This project explores lightweight hyperparameter optimization (HPO) for Convolutional Neural Networks (CNNs).
The approach combines:
- Stochastic Best Improvement (SBI) – a local search method that samples from neighboring hyperparameter configurations.
- Progressive Halving (PH) – an adaptive resource allocation scheme inspired by Hyperband, training promising candidates longer while pruning poor ones.
The search is applied to MobileNetV3-Small, with block-wise transfer learning: early layers are frozen (using pretrained ImageNet weights), while later layers are optimized. Although a surrogate modeling module was explored, it was ultimately abandoned due to computational constraints.
├── notebooks/ # notebook for experiments in cloud environments (such as Google Colab)
├── scripts/ # Training and experimentation scripts
├── src/
│ ├── optim/ # SBI + Progressive Halving implementation
│ ├── neighborhood/ # Neighbor sampling strategies
│ ├── loading/ # Model and data loaders
│ ├── schema/ # Structural representations of model blocks and parameters
│ ├── training/ # Training utilities
│ ├── surrogate_modeling/ # (Deprecated) surrogate-based accuracy prediction
│ └── utils/ # Helper functions
├── dataset/ # CIFAR-10
├── docs/ # Approach and environment setup documentation
├── environment.yaml # Conda environment specification
└── tests/ # Unit tests
Follow these Guidelines
To reproduce the experiments:
# Pretrained MobileNetV3 fine-tuning
python scripts/pretrained_training.py
# Run Stochastic Best Improvement with Progressive Halving
python src/optim/sa_optimization/main.pyThe proposed Stochastic Best Improvement with Progressive Halving (SBI-PH) method was tested on MobileNetV3-Small using the CIFAR-10 dataset. Each optimization run is compared to the baseline pretrained model.

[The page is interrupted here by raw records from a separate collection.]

PR #2589, opened 2021-02-02
Reduce deleted resource TTL

nhakmiller:
## Background

Now that resource snapshots are persisted to the data lake, maintaining a deleted resource snapshot in dynamo has significantly less value but still incurs a large cost in high churn environments.

## Changes

- Reduce TTL on deleted resources from 30 days to 2 days

## Testing

- None YOLO

### DIFF
--- a/internal/compliance/resources_api/handlers/delete_resources.go
+++ b/internal/compliance/resources_api/handlers/delete_resources.go
@@ -30,8 +30,8 @@ import (
 	"github.com/panther-labs/panther/api/lambda/resources/models"
 )
 
-// Deleted resources are retained for 30 days in the database
-const deleteWindowSecs = 30 * 24 * 60 * 60
+// Deleted resources are retained for 2 days in the database
+const deleteWindowSecs = 2 * 24 * 60 * 60
 
 // DeleteResources marks one or more resources as deleted.
 func (API) DeleteResources(input *models.DeleteResourcesInput) *events.APIGatewayProxyResponse {


austinbyers (approved):
🎉

nhakmiller:
It's important to note that this will in no way affect any current DynamoDB entries that already have 30 day TTLs on them, only the creation of new entries. If there are customers that are being particularly affected by slowness due to this issue we should direct them on how to delete these resources manually.

austinbyers:
> slowness due to this issue we should direct them on how to delete these resources manually.

@tatehanawalt is working on a script for that: https://github.com/panther-labs/panther-enterprise/issues/2099

kostaspap:
The TTL should be "last resort" kinda thing, right? We should be deleting the resources when receiving a "Delete" event so my guess was that this TTL would be not useful for the majority of cases?

nhakmiller:
> The TTL should be "last resort" kinda thing, right? We should be deleting the resources when receiving a "Delete" event so my guess was that this TTL would be not useful for the majority of cases? In case of an operational failure (e.g. missing lots of delete events) we could just treat it as an operational issue and run the script to fix it.
> 
> The initial idea of having a relatively high value (in this case 30 days) was that in case of some operational issue that affects the daily scan (but not the real time scans), the users shouldn't be blind. In other words.
> 
> So my understanding is that we have this dilemma:
> 
> * Operational issue leads to Panther missing delete events -> deleted resources will stay around for 30 days VS
> * Operation issue leads to Panther daily scans not running -> resources get deleted from Panther.
> 
> Does the above summarize it?

Ah no, sorry that's not what this TTL is for. This is the TTL for when we _do_ see a delete event. So we see a delete event, we mark the resource as `deleted=true`, and then we  _don't_ delete it from DynamoDB and instead set a TTL on it. Previously that was a 30 day TTL, now it's a 2 day TTL.

The TTL for if we miss a delete event is changed in this PR.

| Run | Accuracy | Change vs Baseline | Parameters | Reduction vs Baseline |
|---|---|---|---|---|
| Baseline | 82.45 % | – | 1.528 M | – |
| Initial HPO Run | 82.90 % | +0.45 % | 1.528 M | 0 % |
| Second HPO Run | 86.80 % | +4.35 % | 1.019 M | −33 % |
| Third HPO Run | 86.48 % | +4.03 % | 0.574 M | −62 % |
The best configuration achieved 86.8 % accuracy, a gain of about 4 % over the baseline, while reducing the model size by roughly one-third. A more compact variant (0.57 M parameters, about 60 % smaller) maintained nearly the same accuracy.
If you find this interesting, you can read the following:
- Literature Review: Convolutional Neural Network (CNN) Architecture and Hyper-Parameter Optimization (HPO) for Image Classification
- [Stochastic Best Improvement with Progressive Halving Hyperparameter Optimization for Image Classification](TO BE PUBLISHED)
This project is done within the Semestrial Project for "Intelligent Systems & Data" Option at Ecole nationale Supérieure d’Informatique (ESI)
This project is released under the MIT License.